ただ、クレアの激励は翔真の心を持ち上げた。やる気が出ると同時に、自分を教えるのがクレアで良かったと、幸運を喜んだ。
(……まったく、なんて良い人に教えてもらえるんだ)
「分かりました。精一杯がんばりますので、お願いします」
気持ちを改め、真剣な目でクレアを射抜く。翔真の気持ちに当てられ、クレアもやる気が更に湧いてきている。
「はい! まずは素振りをし、その後で様々な型を見せますので――」
――三時間後
「っ、はぁ、はぁ……」
「お疲れ様です。一旦昼食を挟んで休憩を取りましょうか」
三時間続けて訓練をした翔真は、クレアの声を聞いてそのまま地面に倒れる。
「げほっげほっ! ……訓練キツい」
「はいどうぞ、水です」
「ありがとうございます……」
渡された水を呷るようにして飲み、渇いた喉を潤す。汗もかいていたので、失った水分を取り戻すように勢いよく飲んでいった。綺麗に最後まで飲み干すと、大きくため息をして息を整える。
「ふぅ〜……大変だね、訓練って」
クレアは普段は優しいのだが、訓練となると厳しくなる。
『型』を見て覚えさせられた後、なんと素振りを千回させられた。その素振りも型通りに行わなければカウントされず、姿勢が崩れていたりすると柔らかく注意される。
かといって厳しい訓練に苛立ちを覚えるかと言われれば、そんなことはなかった。
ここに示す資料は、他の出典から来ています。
PR #256, opened 2019-08-06
Fixing the problem with decorations in multi-equation function definitions

### LINKED ISSUE #193: Backticks or parentheses in function declarations are gained/lost
### Backticks are gained if the first equation has them

Input:

```haskell
x `op1` y = True
op1 x y = False
```

Output:

```haskell
x `op1` y = True
`op1` x y = False
```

叱咤の間に激励を挟むものだから、上手い具合にアメとムチを使い分けられて止めようにも止められなかったのだ。
「いえ、初日からここまで行える人はそうそういませんよ。やはり勇者様は素晴らしいのですね。まだLv.1なのにそこまで動けるのであれば、訓練を続けてレベルを上げて、私なんかすぐに追い越せますよ!」
クレアの応援を聞き、ふと周りを見渡す。どうやら他のクラスメイトも、指導係の騎士にだいぶ揉まれているようだ。
翔真は【ナイフ術】など保有していないので、まだ『型』の域を出ないが、速いところでは騎士と軽く打ち合っている生徒もいた。
潜入や諜報に関しては彼らよりも上手だが、戦闘においては現段階でかなりの遅れをとっている。周りや天秤の女神を騙した自分の責任とはいえ、この現状に行き場のない悔しさを覚える翔真であったが、そんな翔真の暗い感情を察したのか、クレアは変わらず明るい口調で提案する。
「あの、ショウマ殿に王都をご案内したいので、昼食も兼ねて一緒に城の外へ行きませんか?」
断る理由もなく、翔真は快諾した。